Present the tool to the work with the shank perpendicular to the work and that tool will take a 0.050" deep cut with ease. Use cutting fluid for steel, not WD-40 (sorry, Brino). You can alter the lead angle of the tool to improve the finish further - angle the tip more toward the tailstock. If it chatters, reduce the angle but this tool won't chatter on that size work piece.

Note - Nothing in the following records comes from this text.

PR #2580, opened 2026-08-28
fix: open every selected item in the inspector

### LINKED ISSUE #1671: bug(table): open all selected items in Inspector
### Reproduction

1. select multiple files in table view
2. click on "..." and click on Preview
3. only the first file opens

Image

### Expected behavior

In third step, all files open in the Inspector (ie right side viewer), focus is on the first one in the list

shanehobson:
## Proposed change

Closes #1671

In table view, Preview on a multi-row selection opened only the anchor row. Now every selected entity the inspector can render opens as a tab, in visible order, with the row the user acted on focused. From the toolbar menu (no anchor row) the first item in the selection is focused.

**Cause:** the Preview handler in row actions opened only the row the menu belonged to and ignored the rest of the selection. It now builds the list of tabs to open from every selected row and hands it to a new store action, `openTabs`, which adds all the tabs in one update and focuses the anchor.

The tree's context-menu Preview did loop over the selection, unlike the table, but with one store update per file, so it re-rendered per file and focus landed on whichever file came last. It uses `openTabs` now too and behaves the same.

One shared function (`planInspectorOpen`, built on `toFileTab`) decides which inspector tab an entity turns into: a task tab for tasks, a file tab for the first file the inspector can render, nothing for folders. Before, table row actions, the filesystem tree, kanban cards, and chat mentions each had their own copy of that logic, which is how the table and tree drifted apart. All four now call the shared function.

Side effect: if an entity's first file is something the inspector cannot render (a `.zip`, say) but a later file is a PDF, the PDF opens. The old copies looked at the first file only and gave up.

### Filesystem tree double-click (bundled, not in the issue)

Double-clicking a multi-selection in the tree also opened only one file, for a different reason. A double-click fires `click` first, then `dblclick`. The `click` handler selected only the clicked row, wiping the multi-selection, so by the time `dblclick` ran there was nothing bulk to open. A plain click (no Cmd/Ctrl/Shift) on a row already in a multi-selection now leaves the selection alone, as right-click already did. Modifier clicks still toggle or extend.

Selected tree rows also open in on-screen order rather than click order (the selection is a `Set`), so the tab strip matches the table.

## Checklist

- [x] DARK MODE SUPPORT | No visual changes.
- [x] ISSUE LINKED | Closes #1671
- [ ] SCREENSHOT INCLUDED | n/a

https://claude.ai/code/session_019QPKvNiLZFgDqYQ98G635s

## Summary by CodeRabbit

- **New Features**
  - Open multiple selected files and tasks together in the inspector.
  - Keep selected items in visible tree order while focusing the intended item.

Grind your tool and let us know how it works. You're on the right path, Tony, so don't give up!


----------



## Pinresto (Jul 30, 2015)

brino said:


> Are you using any coolant/lubricant?
> I keep a pump bottle of WD-40 handy for steel.
> 
> -brino


Yes, I've been trying a few different things.


----------



## Pinresto (Jul 30, 2015)

Silverbullet said:


> Did you hone the tip of your bit ? Do you have an india stone , 1/2" x 1/2" inch will work great to slightly round the tip it polishes and hones it to make it sharper then just the grinder wheel . If you can try grinding a chip breaker on the top of your bit it will make the cutting edge like a sharpened knife . Even try angling the cutter a little differently. Is your lathe set up with v pulleys or flat . If flat you might be better off with a leather drive belt. Plus your motor does sound underpowered . Move up to a 1 hp and I think you'll see a world of difference. Or use back gear if you have it probably will still stall the motor. You can ck the motors draw on the power you use , but I think the motors to weak .



Flat belt. 
 I'll try these things today. Thanks


----------



## Pinresto (Jul 30, 2015)

mikey said:


> Thanks of  posting the pics, Tony. First, you have basically ground a knife tool here. That is, the side cutting edge angle is zero so there is no built in lead angle and the tool will cut with much higher cutting forces. You have ground in some side relief and side rake angle but no back rake. I cannot see from the pics if you have any end relief angle on this tool; if not, then the tool will not penetrate the work and that is a big problem. You have little to no nose radius on this tool so it won't finish well for you. Given the above, I would anticipate that this tool is a major part of your problem.
> 
> I have the following suggestions. Regrind the tool but put a side cutting edge angle on it. This looks like a 3/8" square bit so if you grind the side cutting edge about 3/4" long while also taking off about half the width of the tool (up front at the tip of the tool) at the same time you'll have a shape that will work. Remember that you will be grinding in the side relief angle at the same time as you are shaping the side edge so set your tool rest to about 12 degrees or so and then grind the side to shape. Once the side is ground, grind the tip so that it forms an angle of about 80-85 degrees relative to the side edge. Don't change the table angle as you grind the end; this will give you an end relief angle that matches the side relief angle and it will work fine. Now you need to grind in that side rake angle; this is set with your tool rest angle and I would suggest 12-15 degrees for this. Your back rake is determined by the angle with which you present the tool to the grinding surface and I suggest you use a 12-15 degree angle for this. To be clear, this 12-15 degree angle angles the tool so that the tail of the tool is angled away from you. It looks like you're using a belt sander to grind with, which is good. You set the table angle first, then angle the tool to 12-15 degrees and just push straight into the belt. As you do this, the part of the tool touching the table will contact the belt first but as you grind material away the grind will approach the top of the tool. That top surface is actually the side cutting edge. You want to grind until the top and side angles meet but no further. If you do it right the tip of the tool will be at the same height as the shank of the tool. Add a 1/64" nose radius (edit: the nose radius must follow the angle of the nose of the tool from top to bottom. That is, the radius has the same shape from the tip to the heel of the nose of the tool) and blend it into the side and end surfaces and then hone the tool. I suggest you hone the side, then end, then top to a homogeneous smooth surface.
> 
> ...



Thank you sir,
 I will try these things today and report back.


----------



## mikey (Jul 30, 2015)

My name is Mike. Go grind your tool, Tony - you got this! 

We await your results.


----------



## brino (Jul 30, 2015)

mikey said:


> Use cutting fluid for steel, not WD-40 (sorry, Brino).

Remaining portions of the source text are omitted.